持此论调者,华夏孽障绝非仅易氏一人,倚老卖老的资姓老妪,笃信教诣的秦姓老宿……不胜枚举。
其论"契约文明",更是"丈八烛台照人不照己"。商鞅徙木时(公元前4世纪),罗马人还在台伯河畔玩泥巴;睡虎地秦简里的市令,较威尼斯商人立规矩早了千余年。易氏却将地中海集市里的鸡毛蒜皮,捧作"商业文明圭臬",活脱脱把村头斗殴说成武林大会。
最妙是其"学术裱糊术":贩奴船成了"劳动力流动先驱",鸦片战争美其名曰"文明阵痛"。按此逻辑,八大胡同的妓馆岂不成了"女性解放实验田"?这般粉饰功夫,上海滩的月份牌画家见了都要递烟认师傅。
二、文明手术台上的倒错郎中
易先生操着西洋手术刀,给华夏文明做"解剖"。近万年的考古史,硬生生砍成只有3700载。确实,华夏文明的基台矮了,跪族们才好在西方主子前便宜行事。圆明园的残柱,在其刀下成了"闭关锁国的骨刺";鸦片战争的炮响,倒被诊作"现代文明的叩门声"。此等医术,与把肺痨咳血说成"桃花妆"的江湖郎中何异?
其"病毒无害论"尤显奇绝:将殖民掠夺称作"文明代谢",视文物劫掠为"文化共享"。大英博物馆里二万三千件华夏旧物,倒成了"日不落帝国的嫁妆"。这般高论,与夸赞盗贼"代管财物"的账房先生,真真是异曲同工。
三、学术认亲队的谱牒师
易氏治史,活似给祖宗画像的西洋画师——非要给伏羲穿上燕尾服,让女娲踩着高跟鞋。将"礼法"塞进"社会契约"的模子,把"天下观"掰成"国际关系理论"。这般削足适履的功夫,苏州绣娘见了都要叹声可惜。

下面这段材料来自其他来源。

PR #4089, opened 2019-09-06
set email explicitly for v0.5

kunmingg:
For v0.5 request we need to get email from signed in identity.

---
This change is [Reviewable](https://reviewable.io/reviews/kubeflow/kubeflow/4089)

### DIFF
--- a/components/gcp-click-to-deploy/src/DeployForm.tsx
+++ b/components/gcp-click-to-deploy/src/DeployForm.tsx
@@ -693,10 +693,11 @@ export default class DeployForm extends React.Component<any, DeployFormState> {
 
         let buildEndpoint: string;
         let requestBody: string;
+        const email = await Gapi.getSignedInEmail() || '';
         if (this.state.kfversion === Version.V05) {
             // buildEndpoint = `${this._configSpec.appAddress}/kfctl/e2eDeploy`;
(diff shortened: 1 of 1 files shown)


prodonjs:
Since we already try to retrieve the `email` value from the component's state, what if we just call `setState({email})` after line [443](https://github.com/kubeflow/kubeflow/blob/1198c95614ceeb1324bc1688281b1647a8dd90df/components/gcp-click-to-deploy/src/DeployForm.tsx#L443) since it's always going to be called before the request is built and sent.

abhi-g:
Please address Jason's comment above

kunmingg:
@prodonjs 
updated, thanks

components/gcp-click-to-deploy/src/DeployForm.tsx
```diff
@@ -441,6 +441,9 @@ export default class DeployForm extends React.Component<any, DeployFormState> {
         }
 
         const email = await Gapi.getSignedInEmail() || '';
+        this.setState({
+            ['email']: email,
```
avdaredevil: Kuming, you could write this whole blurb as:

```suggestion
            this.setState({email})
```

avdaredevil: Reference: https://alligator.io/js/object-property-shorthand-es6/

PR #4102, opened 2019-09-09
Fixes regex used in namespace registration

### LINKED ISSUE #4101: Namespace registration fails when userDetails include a dot
/kind bug

During Namespace registration the name of the namespace is being retrieved from the email address and the dot is not being replaced with a hyphen causing.  The profile is created but the namespace isn't due to it not being a valid.

I expected my email name joel.cooklin to be replaced with joel-cooklin as the namespace it would create.

The regex at https://github.com/kubeflow/kubeflow/blob/5c4fc0b0afab30b7a43dae534db8d3a633ccf214/components/centraldashboard/public/components/registration-page.js#L59 needs to be changed.  I used `/[^\w]|_|\./g` to fix it.  The `^` operator was previously excluding `\.`.

**Environment:**

  - KF .62 
  - centraldashboard (v20190909-v0.6.0-rc.0-89-g5b652b18)

jcooklin:
Fixes #4101 

During namespace registration users with dots in their email name get an error due to the profile being created but the namespace failing to create since the dot fails validation.


swiftdiaries:
Hey @jcooklin !
Thank you for your PR! And welcome to the Kubeflow community :) 
/ok-to-test

components/centraldashboard/public/components/registration-page.js
```diff
@@ -56,7 +56,7 @@ export class RegistrationPage extends utilitiesMixin(PolymerElement) {
     _onUserDetails(d) {
         this.namespaceName = this.userDetails
             // eslint-disable-next-line no-useless-escape
-            .replace(/[^\w\-\.]|_/g, '-')
+            .replace(/[^\w]|_|\./g, '-')
```
avdaredevil:
```suggestion
            .replace(/[^\w\-]/g, '-')
```

PR #4115, opened 2019-09-12
Support Kubeflow upgrades in kfctl (pt 1)

richardsliu:
Design: https://bit.ly/2ZWmHJ9 

Usage:
```
kfctl apply -f <update config file path> -V
```

Or as two separate steps:
```
kfctl build -f <update config file path> -V
kfctl apply -f <update config file path> -V
```

The update config file looks like:
```
apiVersion: kfupgrade.apps.kubeflow.org/v1alpha1
kind: KfUpgrade
metadata:
  name: update-kf-upgrade
spec:
  currentKfDef:
    name: kf101
  newKfDef:
    name: kf101
    version: master
  baseConfigPath: https://raw.githubusercontent.com/kubeflow/manifests/master/kfdef/kfctl_gcp_iap.yaml
```

The tool infers which KfDef to use based on the name and version provided. The logic is:
1. If `newKfDef` is found, use it as the upgrade app;
2. If not, use the base config path to build it. Merge in existing customizations from `currentKfDef`.

 

TODO:
- Delete expired/outdated resources using labels

---
This change is [Reviewable](https://reviewable.io/reviews/kubeflow/kubeflow/4115)


jlewi:
@richardsliu Why do we need the "update" sub command? Isn't the update redundant with the spec file. The semantics should mirror kubectl semantics; e.g.

```
kubectl apply -f upgrade.yaml
```

or

```
kubectl build -f upgrade.yaml
kubectl apply -f upgrade.yaml
```

jlewi:
Thanks @richardsliu

kunmingg:
We might need to check k8s master version:
https://github.com/kubeflow/kubeflow/issues/4150

jlewi:
@richardsliu Is this ready for another look?

richardsliu:
@jlewi Not yet

richardsliu:
@jlewi @swiftdiaries I think this PR needs to follow https://github.com/kubeflow/kubeflow/pull/4040 in order to not conflict with the new kfctl semantics.

richardsliu:
@jlewi This is still pending a few in-flight PRs, but I've added:
- A kfupgrade app for handling upgrade logic;
- New semantics for the KfUpgrade spec (finding and resolving KfDef references)
- Combined the upgrade logic into build and apply (temporary changes made to generate and apply; these will most likely be updated again after #4040 merges)
- Unit tests

jlewi:
Thanks @richardsliu For future reference remove WIP from the title when the PR is ready for another look otherwise I will continue to ignore it.

jlewi:
@richardsliu Any update on this? Is this blocked by #4040?

richardsliu:
@jlewi This is ready for another pass. 

I've integrated the changes after #4040 is merged. Now the semantics are consistent. But a few things are still missing:
1. Deletion of obsolete resources is not implemented. It was pending on the manifests changes for app instance (now reverted).
2. There are some changes to components that broke upgradability, for example:
```
The StatefulSet "application-controller-stateful-set" is invalid: spec: Forbidden: updates to statefulset spec for fields other than 'replicas', 'template', and 'updateStrategy' are forbidden

The Deployment "centraldashboard" is invalid: spec.selector: Invalid value: v1.LabelSelector{MatchLabels:map[string]string{"app":"centraldashboard", "kustomize.component":"centraldashboard"}, MatchExpressions:[]v1.LabelSelectorRequirement(nil)}: field is immutable

The Deployment "metadata-deployment" is invalid: spec.selector: Invalid value: v1.LabelSelector{MatchLabels:map[string]string{"kustomize.component":"metadata", "component":"server"}, MatchExpressions:[]v1.LabelSelectorRequirement(nil)}: field is immutable
```

I think updates to label selectors are disallowed. We'll have to figure out some way to fix this.

krishnadurai:
@richardsliu Seems like the old Katib v1alpha2 CRDs are incompatible with v1alpha3; i.e. in case we try to apply v1alpha3 CRs to existing clusters with v1alpha2 CRs - we get this error:
```
CustomResourceDefinition.apiextensions.k8s.io "experiments.kubeflow.org" is invalid: spec.version: Invalid value: "v1alpha3": must match the first version in spec.versions
```

In the design doc for upgrades we have mentioned that CRs should be backwards compatible:

```
Controllers such as tf-job-operator needs to ensure that multiple versions of the custom resource can be served, and the APIs are backward compatible. See the appendix for more details.
```

@johnugeorge @hougangliu @YujiOshima

richardsliu:
@johnugeorge Can katib-v1alpha3 support v1alpha2 resources?

johnugeorge:
@richardsliu, if users have configured metric collectors in v1alpha2, it will break. It is non compatible

jlewi:
@richardsliu nag - please remove WIP from the title when a PR is ready to review.

To deal with immutable fields do we need to delete the old application before we create the new one?

That's not ideal but maybe that's good enough to start with.

jlewi:
@richardsliu is the PR description still up to date or does it need to be updated to reflect the new CLI semantics?

No major comments on my end. The code will need to be updated to handle conversion from v1alpha1 to v1beta1 but I'd say leave that to later. 

Perhaps we should start with v1beta1 (e.g. only support upgrading from a v1beta1 spec to another v1beta1 spec). We could then maybe extend that later to support v1alpha1 to v1beta. 

The code that would change would be the generating of the new KFDef spec from the old KFDef spec. Supporting v1alpha1 to v1beta1 shouldn't be too difficult to add later because we will have converters from v1alpha1 to v1beta1 so we can just run that conversion before invoking the upgrade code.

richardsliu:
@jlewi This should be ready (synced to the latest semantics version). 

Pending work:
- Resource cleanup (pending on app instance changes and manifests versioning)
- E2E test
- Documenting the requirements and process

jlewi:
Thanks @richardsliu  Is the PR description still up to date? 

```
kfctl update build --config=<new config file path> -V
kfctl update apply update.yaml -V
```

Is there really an update command ?

I thought we changed it to 

```
kfctl build -V -f kfupgrade.yaml
kfctl apply -f kfupgrade.yaml
```

jlewi:
Thanks two quick changes and then I think its ready to go

1. Semantics for setting appDir in NewLoadKFDefFromURI I think need to be tweaked; see inline comment
1. PR description needs to be updated to reflect correct semantics.

jlewi:
p.s kubeflow/kubeflow#4191 is my preliminary work on an E2E test for kfctl_upgrade.

richardsliu:
@jlewi Fixed both.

更荒唐是其"学术变脸戏":其论述殷人东渡时强调实证考据,探讨文明符号时又热衷跨文化联想,这种‘考据与想象的双重标准’,倒比四川变脸艺人还麻利三分。只是苦了读者,刚跟着骂完祖宗,转头又要认亲戚。
四、跪姿史学的病案实录
此类病症非独易氏,实乃学界"软骨传染病"之显例。症状有三:见西学则哈腰,逢传统必捂鼻,论今事定翻洋黄历。恰似钱塘江的弄潮儿——潮头未至,膝盖先湿了。
细观其笔墨:言必称希腊罗马,将奥尔梅克文明玉器纹饰称为"熟悉的陌生人",却对良渚五千年前的水坝视而不见;大谈特谈文艺复兴,临安城百万人口的市井繁华倒成了"专制标本"。这般眼疾,该去配副多焦点的眼镜——免得看近处尽是疮痍,望远方满是光华。
五、新史观的破壁锥
真史家当如孙机先生,能在铜镜瓦当中嗅出文明的烟火气;该学樊锦诗,甘坐冷窟整饬千年旧卷。而非易氏这般,把太史公的笔削作痒痒挠,专给洋论搔靴底。
看那三星堆新出的黄金面具,映着中原青铜的辉光;海昏侯墓里的《齐论语》,正补着千年传承的缺页。这些实实在在的文明密码,在易先生笔下,倒成了"未开化的神秘主义"——可见跪着的人,终究量不准站着的历史。
六、结语
著史本是最要脊梁的活计。当年太史公遭了宫刑,写出的《史记》字字带血;如今某些史家好端端站着,笔下却尽是谄媚的哈腰。要我说,这《中华史》下架倒是桩喜事——书房里少几本涂脂抹粉的伪史,街面上就多几分堂堂正正的文气。